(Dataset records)
PR #4212, opened 2022-11-17
fix casting SymInt to XLASymNodeImpl

Krovatkin:
fix casting SymInt to XLASymNodeImpl

### DIFF
--- a/test/test_dynamic_shapes.py
+++ b/test/test_dynamic_shapes.py
@@ -6,7 +6,18 @@ dev = xm.xla_device()
 
 
 class TestDynamicShapes(unittest.TestCase):
-
+  def test_simple_expand(self):
+    size1 = 5
+    size2 = 2
+    t1 = torch.zeros([size1, size2], device=dev)
+    t1[3][0] = 1
+    # t2 has size [<=10, 2]
+    t2 = torch.nonzero(t1)
+    t5 = torch.ones(1, device=dev)
+    t5.expand(t2.size(0))
+    t5_cpu = t5.cpu()
+    self.assertEqual(t5_cpu.shape[0], 1)
+  
   def test_wrap(self):
     a1 = torch.tensor([[1, 0, 0, 5, 0, 6]], device=dev)
     a2 = torch.nonzero(a1)
--- a/test/test_dynamic_shapes.py
+++ b/test/test_dynamic_shapes.py
@@ -6,6 +6,7 @@ dev = xm.xla_device()
 
 
 class TestDynamicShapes(unittest.TestCase):
+
   def test_simple_expand(self):
     size1 = 5
     size2 = 2
@@ -17,7 +18,7 @@ class TestDynamicShapes(unittest.TestCase):
     t5.expand(t2.size(0))
     t5_cpu = t5.cpu()
     self.assertEqual(t5_cpu.shape[0], 1)
-  
+
   def test_wrap(self):
     a1 = torch.tensor([[1, 0, 0, 5, 0, 6]], device=dev)
     a2 = torch.nonzero(a1)


torch_xla/csrc/torch_util.cpp
```diff
@@ -11,9 +11,17 @@ namespace torch_xla {
 void SymIntElements::AddSymIntNodeElements(c10::SymInt& size) {
   if (size.is_symbolic()) {
     // c10::SymInt --(convert)--> c10::SymIntNode --(cast)-->
-    // lazy::SymIntNodeImpl
+    // PythonSymNodeImpl --> getPyObj() --> XLASymIntNodeImpl
     // --(get)--> lazy::NodePtr --(cast)--> lazy::DimensionNode
     c10::SymNode symbolicIntNode = size.toSymNodeImpl();
+    auto* pySymNode =
+        dynamic_cast<torch::impl::PythonSymNodeImpl*>(symbolicIntNode.get());
+    auto symNode = py::cast<c10::SymNode>(py::handle(pySymNode->getPyObj()));
```
vanbasten23, line 19: Thanks for the fix! I wonder if there is an simple way to avoid doing the multiple cast operations whenever we want a `XLASymNodeImpl` from a `c10::SymNode`.

torch_xla/csrc/torch_util.cpp
```diff
@@ -11,10 +12,13 @@ namespace torch_xla {
...
   if (size.is_symbolic()) {
     // c10::SymInt --(convert)--> c10::SymIntNode --(cast)-->
-    // lazy::SymIntNodeImpl
+    // PythonSymNodeImpl --> getPyObj() --> XLASymIntNodeImpl
     // --(get)--> lazy::NodePtr --(cast)--> lazy::DimensionNode
     c10::SymNode symbolicIntNode = size.toSymNodeImpl();
-    auto* lazySymNode = dynamic_cast<XLASymNodeImpl*>(symbolicIntNode.get());
+    auto* pySymNode =
+        dynamic_cast<torch::impl::PythonSymNodeImpl*>(symbolicIntNode.get());
+    auto symNode = py::cast<c10::SymNode>(py::handle(pySymNode->getPyObj()));
```
vanbasten23, line 20: Would you mind explaining a bit what this part `py::cast<c10::SymNode>(py::handle(pySymNode->getPyObj()))` is doing?

Additionally, since this file is completely in c++, I wonder why there is python object involved.

torch_xla/csrc/torch_util.cpp
Krovatkin: I don't think there is, but we can ask @ezyang to confirm. I believe the invariant Ed wanted is that any `SymNode` that comes from python must be a python object and is wrapped in `PythonSymNodeImpl`. Ed added bindings for `SymNode`, so `XLASymNodeImpl` can turn into a python object when we do `.shape[0]` in python, thanks to pybind.
`PythonSymNodeImpl` in this design is simply a container for that python object.

torch_xla/csrc/torch_util.cpp
Krovatkin: As I mentioned in the comment above, `PythonSymNodeImpl` is a container for python `SymNode`. In case of XLA, that python object is created by pybind when we return a XLASymNodeImpl to python because XLASymNodeImpl extends SymNode and SymNode has python bindings defined here :  https://github.com/pytorch/pytorch/blob/master/torch/csrc/jit/python/init.cpp#L1154 

`pySymNode->getPyObj` is a `PyObject*` for some `XLASymNodeImpl`. First we need to cast this `PyObject*` to `SymNode`  and we can do that because pybind11 automatically adds casters for any bound C++ classes : https://github.com/pytorch/pytorch/blob/master/torch/csrc/jit/python/init.cpp#L1154 

Now we finally have a c++ SymNode but it's still of the base class rather than the derived type (XLASymNodeImpl) that we need.

so we cast again `SymNode` to  `XLASymNodeImpl` so we can finally access `node()` and get the IR SizeNode out!

JackCaoG:
Hmm, seems like it crashed the `TestExpandSymIntSymbolic`, maybe we should also update the c++ test to reflect the new pySymNode.

Krovatkin:
life is hard :'( linters, tests....

Krovatkin:
I actually need to think how to make C++ tests work :( since we need a python object to wrap into `PythonSymNodeImpl`. Grrrrrrr

JackCaoG:
> I actually need to think how to make C++ tests work :( since we need a python object to wrap into `PythonSymNodeImpl`. Grrrrrrr

if it is really hard we can also get rid of it.. as long as we have python one running.

torch_xla/csrc/torch_util.cpp
vanbasten23: Thanks for explaining.

ezyang:
This is not right. The real problem is the binding code is buggy; it should not unconditionally test for pythonsymintnodeimpl; it should check if it can cast to symintnodeimpl direct via pybind11

Krovatkin:
Okay, I'm trying to fix it on the core side now ( https://github.com/pytorch/pytorch/pull/89295 )  as Ed suggested.

vanbasten23 (approved):

test/test_dynamic_shapes.py
```diff
@@ -7,6 +7,18 @@
...
 
+  def test_simple_expand(self):
+    size1 = 5
+    size2 = 2
+    t1 = torch.zeros([size1, size2], device=dev)
+    t1[3][0] = 1
+    # t2 has size [<=10, 2]
+    t2 = torch.nonzero(t1)
+    t5 = torch.ones(1, device=dev)
+    t5.expand(t2.size(0))
```
JackCaoG, line 18: I felt like we should add a check here to test `t5.shape()`, this can be down in a follow up pr.

JackCaoG (approved):
Thanks Nick!

test/test_dynamic_shapes.py
vanbasten23: I can add a test later.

What to work on:
Respond with nothing but the number of lines in the entries that contain the string "have".

Exercise result:
2